What was happening? The additional second caused particular problems for Linux systems that use the Network Time Protocol (NTP) to synchronize their systems with atomic clocks. The leap second caused these systems to believe that time had “expired,” triggering a loop condition in which the system endlessly sought to check the date, spiking CPU usage and power draw.
As midnight arrived in the Eastern time zone, power usage spiked dramatically in Facebook’s data centers in Virginia, as tens of thousands of servers spun up, frantically trying to sort out the time and date. The Facebook web site stayed online, but the bug created some challenges for the data center team.
“We did lose some cabinets when row level breakers tripped due to high load,” said Tom Furlong, the VP of Site Operations for Facebook. “The number of cabinets brought down was not significant enough for it to impact our users.”
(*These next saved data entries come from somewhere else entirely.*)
PR #1492, opened 2021-09-11
fixed typo in code : _id property must be assigned

Vinayaka2k:
In lines 417 and 469, _id property must be assigned while converting the _id object to String.


mluukkai:
this is not a typo

Vinayaka2k:
Even if its not a typo, returnedObject.id also would be returned from the backend and there would be an additional id property along with content and important properties, which I think is undesirable in this case

PR #1502, opened 2021-09-23
Update and rename src/content/0/es/part0b.md to src/contenido/0/es/pa…

WilmarDeML:
…rt0b.md


mluukkai:
file names can not be changed, would break things

PR #1509, opened 2021-09-28
Added warning regarding node bug 10638

gkowalc:
When using default node version installed from ubuntu 20.04 repo (10.x version)   running comand node mongo.js <password> following error will be displayed:
const utf8Encoder = new TextEncoder();
ReferenceError: TextEncoder is not defined

I was able to find corresponding bug report:
https://github.com/Automattic/mongoose/issues/10638

Also I was able to run the  same code without any problems through heroku console.


Kaltsoon:
The material doesn't support Node version 10.x

PR #1513, opened 2021-09-30
Update part12a.md

NWilde4:
`docker-fs: command not found` on WSL. 
`docker image ls`  works fine and shows the correct output.


Kaltsoon:
Thanks!

PR #1515, opened 2021-10-03
Add additional task for part6d

Laute:
Instructions in part6d ask you to modify the `Notification`, `Filter`, and `AnecdoteForm` components to use the connect function rather than hooks, but this leaves `AnecdoteList` alone unmodified at the end of the part. I think it's a worthwhile exercise to modify `AnecdoteList` as well since it's the only component in this project that maps both states and dispatches to props when using connect.

In my commit I've added this extra task to exercise 6.20, but it could alternatively be added as a separate exercise (e.g. as exercise 6.21, then `anecdotes, the grand finale` gets pushed to exercise 6.22).


mluukkai:
part 6d has changed in 2022 edition

PR #1523, opened 2021-10-08
Put request instead of get

tommybickerdike:
Underneath it says:
```
When we try to change the importance of the hardcoded note, we see the following error message in the console. The error says that the backend server responded to our HTTP PUT request with a status code 404 not found.
```
I believe this code sample should have been `.put`


mluukkai:
no, this is right

PR #1549, opened 2021-10-22
Update part8c.md

travisddraper:
The comparison for ObjectIds in the addAsFriend resolver won't function as expected without adjusting the used method (in my experience).


mluukkai:
fixed by another commit

PR #1569, opened 2021-11-03
Add hyperlink to combined reducer

akirataguchi115:


mluukkai:
in general I'm in favor of relative links

PR #1572, opened 2021-11-03
replace PUT with PATCH

keijop:
The assignment 2.18 is to update only phone number. Would it be more appropriate to use PATCH request to modify the resource instead of PUT to replace the whole resource?


mluukkai:
it would but this change would break too many things so will not do it now

keijop:
Yes, I saw chapter 3 continues developing backend for the same app so indeed it would cause problems down the line.

PR #1573, opened 2021-11-03
docker diff?

VincentLeV:
I ran container diff but it was not executed. I checked and I think the correct command would be "docker diff" instead of "container diff"


Jakousa:
Complete version should be "docker container diff". Same as the example above with `commit` the docker is omitted since we are talking about "Other docker **commands**".

```
$ docker --help

Usage:  docker COMMAND
```

If it's too confusing lets add docker at the start so it's the complete version with docker + command.

PR #1588, opened 2021-11-11
Update recommendation for mitigating SQL injection

PurkkaKoodari:
The current material says that you should escape user input before putting it in a SQL string.

## WRONG. You should basically never put user input in a SQL string.

- The list of people that tried to write SQL sanitation functions, and failed miserably, is long and contains many projects you've heard of. (The list of ways sanitation can go wrong is equally long and contains many things you can't come up with.)
- Parameterized queries were the suggested solution already [in 2008](https://stackoverflow.com/questions/60174/how-can-i-prevent-sql-injection-in-php). Basically every SQL library supports parameterized queries. If yours doesn't, it's far beyond time to upgrade.
- With parameterized queries you have to _try_ to get a SQL injection. And they might even be faster.

See e.g. [this Security.SE post](https://security.stackexchange.com/questions/230211/why-are-stored-procedures-and-prepared-statements-the-preferred-modern-methods-f) (which I'm suggesting for the new reference link), or the _many_ others available, for more explanation. 

This course is, admittedly, not about security, but at least it shouldn't teach insecure methods.

### DIFF
--- a/src/content/7/en/part7e.md
+++ b/src/content/7/en/part7e.md
@@ -313,7 +313,12 @@ SELECT * FROM Users WHERE name = 'Arto Hell-as'; DROP TABLE Users; --'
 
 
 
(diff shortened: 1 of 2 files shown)


mluukkai:
good point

Facebook wasn’t the only one seeing a huge power surge. German web host Hetzner AG said its power usage spiked by 1 megawatt – the equivalent of the power usage of about 1,000 households. The huge French web host OVH, which was running more than 140,000 servers at the time, also reported a huge power spike.
Electric power is the most precious commodity in a server farm. The capacity and cost of power are the guiding decisions for most data center customers. The Leap Second bug raised a key question: what happens if a huge company unexpectedly maxes out its available power?
The Power Perspective
It’s the type of question that brings wonky debates about power system design into sharp relief. Fortunately, it wasn’t an academic question for the team at DuPont Fabros Technology (DFT).
DuPont Fabros builds and manages data centers that house many of the Internet’s premier brands, including Apple, Microsoft, Yahoo and Facebook. As the leap second bug triggered, the power usage surged within one of DFT’s huge data centers in Ashburn, Virginia.
Hossein Fateh, the President and CEO of DuPont Fabros, said one of the tenants in the building suddenly saw its power load surge from 10 megawatts to 13 megawatts, and stay there for about 5 hours.
“The building can take it, and that tenant knew it,” said Fateh. “We encourage tenants to go to 99 and 100 percent (of their power capacity). Some have gone over.”
Fateh’s confidence is rooted in DFT’s approach to power infrastructure. It builds its data centers using what’s known as an ISO-parallel design, a flexible approach that offers both the redundancy of parallel designs and the ability to isolate problems.
Multi-tenant data centers like DFT’s contain multiple data halls, which provide customers with dedicated space for their IT gear. The ISO-parallel design employs a common bus to conduct electricity for the building, but also has a choke that can isolate a data hall experiencing electrical faults, protecting other users from power problems. But the system can also “borrow” spare capacity from other data halls.
“The power infrastructure available to the customers in the ISO parallel design allows for some over-subscription inside the room,” said Furlong. “In other words, if every row went to max power, you could exceed the contracted capacity available for the room. The rooms have double the distribution board capacity, which means this over-subscription doesn’t trip the room level breaker. Because the rooms are fed by a ring bus, and some customers may never exceed their contracted capacity, in theory there is capacity available if you exceed the capacity of your room.”
Like any good landlord, Fateh doesn’t identify the tenant in the leap second incident. Like any cautious data center manager, Furlong doesn’t get into details about his company’s power agreements. But it doesn’t take a lot of imagination to conclude that Facebook benefited from the ISO-parallel design during the server storm last July 1.
S.U.Posted August 7th, 2013
Is this article suggesting fb found a way to not have facilities fight operations every step of the way, even though both teams work for the same company? Maybe I should stop ignoring the fb recruiters.